On March 8, 2003, AMSAFE, Inc. Inflatable Restraints Division, 5456 East McDowell Road, Mesa, AZ, 85215, applied for a supplemental type certificate to install an inflatable lapbelt restraint with a standard upper torso restraint (or shoulder harness) in the Zenair model CH2000. The model CH2000 is a single-engine, two-place airplane with a stall speed in the landing configuration that is below 45 knots.

The inflatable restraint system is a three-point restraint system consisting of a shoulder harness and an inflatable airbag lap belt, and will be installed on both the pilot and co-pilot seats. In the event of an emergency landing, the airbag will inflate and provide a protective cushion between the occupant's head and the airplane's yoke and instrument panel. This will reduce the potential for head and torso injury. The inflatable restraint behaves in a manner that is similar to an automotive airbag, but in this case, the airbags are integrated into the lapbelt. The shoulder harness is conventional and does not inflate. While airbags and inflatable restraints are standard in the automotive industry, the use of an inflatable three-point restraint is novel for general aviation operations.

The FAA has determined that this project will be accomplished on the basis of providing the same current level of safety of the model CH2000 occupant restraint design. The FAA has considered the installation of airbags as having two primary safety concerns:

  • That they perform properly under foreseeable operating conditions; and
  • That they do not perform in a manner or at such times as to impede the pilot's ability to maintain control of the airplane or constitute a hazard to the airplane or occupants.

The latter point has the potential to be the more rigorous of the requirements. An unexpected deployment while conducting the takeoff and landing phases of flight may result in an unsafe condition. The unexpected deployment may either startle the pilot, or generate a force sufficient to cause a sudden movement of the control yoke. Either action could result in a loss of control of the airplane, the consequences of which are magnified due to the low operating altitudes during these phases of flight. The FAA has considered this when establishing the special conditions.

The inflatable airbag is integrated into the lap belt and relies on sensors to electronically activate the inflator for deployment. These sensors could be susceptible to inadvertent activation, causing deployment in a potentially unsafe manner. The consequences of an inadvertent deployment must be considered in establishing the reliability of the system. AMSAFE, Inc. must show that the effects of an inadvertent deployment in flight are not a hazard to the airplane or that an inadvertent deployment is extremely improbable. In addition, any general aviation aircraft can generate a large amount of cumulative wear and tear on a restraint system. It is likely that the potential for inadvertent deployment increases as a result of this cumulative damage. Therefore, the impact of wear and tear on inadvertent deployment must be considered. Ultimately, because of the effects of this cumulative damage, a life limit must be established for the appropriate system components in the restraint system design.

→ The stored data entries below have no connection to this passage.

Issue #4993, opened 2020-09-23
Upgrade client-go to avoid watch reconnection issues


olix0r:
https://github.com/kubernetes/kubernetes/issues/91073 describes an issue that prevents watches from reconnecting after the tcp stream is interrupted. We should try to pull in this fix before the next stable release.

Pothulapati:
Should be fixed by https://github.com/linkerd/linkerd2/pull/5002

PR #5002, opened 2020-09-24
Bump k8s client-go to v0.19.2

### LINKED ISSUE #4191: Upgrade client-go for k8s v1.18
Kubernetes v1.18 is due out soon. However, we will need to take care to upgrade `client-go`, as many APIs have changed (to use `context` as they should have).

Before any code changes, we need to enumerate our dependencies that have transitive `client-go` dependencies to determine an upgrade path.

Pothulapati:
Fixes #4191 #4993

This PR bumps Kubernetes client-go to the latest `v0.19.2` (We had to switch directly to `1.19` because of[ this issue](https://github.com/linkerd/linkerd2/issues/4191#issuecomment-673318145)). Bumping to `v0.19.2` required upgrading to `smi-sdk-go v0.4.1`. This also depends on https://github.com/linkerd/stern/pull/5

This consists of the following changes:

- Fix `./bin/update-codegen.sh` by adding the template path to the gen commands, as it is needed after we moved to GOMOD.
- Bump all k8s related dependencies to `v0.19.2`
- Generate CRD types, client code using the latest `k8s.io/code-generator`
- Use `context.Context` as the first argument, in all code paths that touch the k8s client-go interface


go.mod
```diff
@@ -26,50 +26,45 @@ require (
...
+	k8s.io/kube-aggregator v0.18.8
 	sigs.k8s.io/yaml v1.2.0
 )
 
 replace (
 	// to avoid the `github.com/golang/protobuf/protoc-gen-go/generator` deprecation warning
 	// (see https://github.com/golang/protobuf/issues/1104)
 	github.com/grpc-ecosystem/grpc-gateway => github.com/grpc-ecosystem/grpc-gateway v1.14.8
-	github.com/wercker/stern => github.com/linkerd/stern v0.0.0-20200331220320-37779ceb2c32
+	github.com/wercker/stern => github.com/Pothulapati/stern v0.0.0-20200924090734-6fb6701edd91
```
Pothulapati, line 69: Update this once https://github.com/linkerd/stern/pull/5 is merged.

controller/cmd/public-api/main.go
```diff
@@ -46,7 +46,9 @@ func Main(args []string) {
 	defer destinationConn.Close()
 
 	k8sAPI, err := k8s.InitializeAPI(
-		*kubeConfigPath, true,
+		context.Background(),
```
alpeb, line 49: As commented elsewhere, it might make sense to use the same context as in the shutdown() call below

controller/cmd/tap/main.go
```diff
@@ -40,7 +40,9 @@ func Main(args []string) {
 	stop := make(chan os.Signal, 1)
 	signal.Notify(stop, os.Interrupt, syscall.SIGTERM)
 
+	ctx := context.Background()
```
alpeb, line 43: Use the same context as the call to shutdown() below?

alpeb (commented):
This looked like a lot of work indeed! :trophy: 

The integration tests are failing because it seems we lost the client-go logs when linkerd's log level is debug...

web/main.go
```diff
@@ -78,7 +78,7 @@ func main() {
 		APIAddr:               *apiAddr,
 	})
 
-	cm, _, err := healthcheck.FetchLinkerdConfigMap(k8sAPI, *controllerNamespace)
+	cm, _, err := healthcheck.FetchLinkerdConfigMap(context.Background(), k8sAPI, *controllerNamespace)
```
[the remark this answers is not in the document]
Pothulapati: That makes sense but used the same context to create a contextWithTimeout which adds a deadline and is used as per the current logic

controller/webhook/launcher.go
```diff
@@ -18,7 +18,7 @@ import (
 )
 
 // Launch sets up and starts the webhook and metrics servers
-func Launch(APIResources []k8s.APIResource, metricsPort uint32, handler handlerFunc, component, subcommand string, args []string) {
+func Launch(ctx context.Context, APIResources []k8s.APIResource, metricsPort uint32, handler handlerFunc, component, subcommand string, args []string) {
```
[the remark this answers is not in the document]
Pothulapati: @alpeb I don't understand why we need to defer the cancellation in `main.go`'s as we are not creating any go-routines and hence the no need for waiting and cancellation. It seems like a sequential call, and this `Launch` funciton only returns when everything is stopped based on `<-stop`, and would just return normally back to `main.go's` where they return,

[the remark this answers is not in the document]
alpeb: Good point, makes better sense :+1:

alpeb (approved):
Awesome! :1st_place_medal:

adleong (approved):

controller/api/destination/watcher/endpoints_watcher.go
```diff
@@ -831,7 +832,7 @@ func (pp *portPublisher) newPodRefAddress(endpointPort Port, endpointIP, podName
 	if err != nil {
 		return Address{}, PodID{}, fmt.Errorf("unable to fetch pod %v:%v", id, err)
 	}
-	ownerKind, ownerName := pp.k8sAPI.GetOwnerKindAndName(pod, false)
+	ownerKind, ownerName := pp.k8sAPI.GetOwnerKindAndName(context.Background(), pod, false)
```
Pothulapati, line 835: This feels like an important discussion to have, 

I had to short-circuit here, as `newPodRefAdress` is used in `add*`, `update*` etc methods, which are assigned directly to `ResourceEventHandlerFuncs` at https://github.com/linkerd/linkerd2/blob/f14b7cd88059628522668bbe38328c2d6e6699dc/controller/api/destination/watcher/endpoints_watcher.go#L153
and thus have fixed func signatures. 

As the input is passed from the client-go, we don't really have a way to get propagate context from top. Any ideas here?

_This same problem applies with `ip_watcher` too_

Pothulapati (commented):
Tested this PR on 1.15 to be sure, and Integration tests passed as expected! :)

Have some final questions before I merge this

cli/cmd/inject_test.go
```diff
@@ -358,7 +360,7 @@ type injectCmd struct {
 }
 
 func testInjectCmd(t *testing.T, tc injectCmd) {
-	testConfig := testInstallConfig()
+	testConfig := testInstallConfig(context.Background())
```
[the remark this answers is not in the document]
alpeb: Looks ok to me. We're not testing anything related to context here, so should be fine to keep it simple like this.

controller/api/destination/watcher/endpoints_watcher.go
alpeb: I guess the only way would be by putting the context in the structs, although the godoc for `context` explicitly warns against that. But in this case I think it's ok, as long as it doesn't complicate things too much.

adleong: Using `context.Background()` here seems fine to me.  The events from the informer don't pass along a context and even if they did, would it even make sense to use it?  e.g. would you want a cancellation or timeout of the informer event to timeout/cancel this?  I don't think so.

Pothulapati: Agree! @adleong

PR #5005, opened 2020-09-25
Upgrade using config overrides

adleong:
This is a major refactor of the install/upgrade code which removes the config protobuf and replaces it with a config overrides secret which stores overrides to the values struct.  Further background on this change can be found here: https://github.com/linkerd/linkerd2/discussions/4966

Note: as-is this PR breaks injection.  There is work to move injection onto a Values-based config which must land before this can be merged.

A summary of the high level changes:

* the install, global, and proxy fields of linkerd-config ConfigMap are no longer populated
* the CLI install flow now follows these simple steps:
  * load default Values from the chart
  * update the Values based on the provided CLI flags
  * render the chart with these values
  * also render a Secret/linkerd-config-overrides which describes the values which have been changed from their defaults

There are additional factors to be considered to minimize the chances of inadvertent deployment. General aviation airplanes are exposed to a unique operating environment, since the same airplane may be used by both experienced and student pilots. The effect of this environment on inadvertent deployment of the restraint must be understood. Therefore, qualification testing of the firing hardware/software must consider the following:

  • The airplane vibration levels appropriate for a general aviation airplane; and
  • The inertial loads that result from typical flight or ground maneuvers, including gusts and hard landings.

Any tendency for the firing mechanism to activate as a result of these loads or acceleration levels is unacceptable.

Other influences on inadvertent deployment include high intensity electromagnetic fields (HIRF) and lightning. Since the sensors that trigger deployment are electronic, they must be protected from the effects of these threats. To comply with HIRF and lightning requirements, the AMSAFE, Inc. inflatable restraint system is considered a critical system, since its inadvertent deployment could have a hazardous effect on the airplane.

Given the level of safety of the current Zenair model CH2000 lap belt and shoulder harness restraint, the inflatable restraint must show that it will offer an equivalent level of protection in the event of an emergency landing. In the event of an inadvertent deployment, the restraint must still be at least as strong as a Technical Standard Order certificated belt and shoulder harness. There is no requirement for the inflatable portion of the restraint to offer protection during multiple impacts, where more than one impact would require protection.

The inflatable seatbelt system must deploy and provide protection for each occupant under a crash condition where it is necessary to prevent serious head injury. However, the Zenair CH2000 seats are not certificated to the requirements specified in § 23.562 and it is not known if they would remain intact following exposure to the crash pulse identified in § 23.562. Therefore, the test crash pulse used to satisfy this requirement may have a peak longitudinal deceleration lower than that required by § 23.562. However, the test pulse must have an onset rate (deceleration divided by time) equal to or greater than the onset rate of the Start Printed Page 59096pulse described in § 23.562. This will demonstrate that the crash sensor will trigger when exposed to a rapidly applied deceleration, like an actual crash event.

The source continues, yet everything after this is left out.